A complete, runnable example that loads a slide, builds a tissue mask, previews tile locations, and extracts tiles.

from pathlib import Path

from histolab.slide import Slide
from histolab.masks import TissueMask
from histolab.tiler import RandomTiler

def main():
    slide_path = "slide.svs"  # replace with your WSI path
    out_dir = Path("output")
    out_dir.mkdir(parents=True, exist_ok=True)

    # 1) Load slide
    slide = Slide(slide_path, processed_path=str(out_dir))

    # 2) Build/preview tissue mask
    tissue_mask = TissueMask()
    slide.locate_mask(tissue_mask)  # writes a visualization into processed_path

    # 3) Configure tiler
    tiler = RandomTiler(
        tile_size=(512, 512),
        n_tiles=100,
        level=0,
        seed=42,
        check_tissue=True,
        tissue_percent=80.0,
    )

    # 4) Preview tile locations (recommended before extraction)
    tiler.locate_tiles(slide, n_tiles=20)

    # 5) Extract tiles (restricted to tissue mask)
    tiler.extract(slide, extraction_mask=tissue_mask)

    print("Done. Check the output directory for thumbnails, mask previews, and tiles.")

if __name__ == "__main__":
    main()

Implementation Details

Slide and pyramid levels

  • WSIs are typically stored as pyramids (multiple resolutions).
  • level=0 usually means highest resolution (slowest, largest output).
  • Using level=1 or level=2 can significantly improve throughput for dataset prototyping.

Tissue masking

  • TissueMask generally segments all tissue regions (useful when multiple fragments exist).
  • BiggestTissueBoxMask focuses on the largest tissue region (often faster and cleaner for single-section slides).
  • Masks can be customized by passing a filter pipeline (see references/tissue_masks.md and references/filters_preprocessing.md).

Tile extraction strategies and key parameters

  • Common parameters
    • tile_size=(w, h): output tile dimensions in pixels at the chosen pyramid level.
    • check_tissue=True: enables tissue-content filtering.
    • tissue_percent: minimum tissue coverage required for a tile to be accepted (commonly 70–90).
    • extraction_mask: restricts candidate tile locations to a mask-defined ROI.
  • RandomTiler
    • n_tiles: number of tiles to sample.
    • seed: ensures reproducibility across runs.
  • GridTiler
    • pixel_overlap: overlap between adjacent tiles (0 for non-overlapping grids).
  • ScoreTiler
    • scorer: ranks tiles (e.g., NucleiScorer) and selects top tiles.
    • Often used with a CSV report (report_path) for auditability.

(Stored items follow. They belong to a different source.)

PR #267, opened 2023-09-08
adjoint example WDM

tylerflex:
Adds notebook showing the inverse design of a wavelength division multiplexer.


tomflexcompute (commented):
Thanks @tylerflex for another great adjoint example. See the comments below:

1. For the H1 header I think we have consistently only capitalized the first word. 

2. The link for "intro to inverse design tutorials" doesn't seem to work. Could you double check?

3. The comment for "lz = td.inf" is "# in 2D this is the". It seems incomplete? 

4. The BinaryProkector is imported but doesn't seem to be used. The projection is still a hand-coded function.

Filters and preprocessing pipelines

  • Filters are typically chained using Compose to build repeatable pipelines (e.g., grayscale → threshold → morphology).
  • These pipelines can be used to:
    • improve tissue segmentation robustness,
    • remove small artifacts/holes,
    • tailor detection to staining variability.

For concrete filter recipes and parameter guidance, see references/filters_preprocessing.md.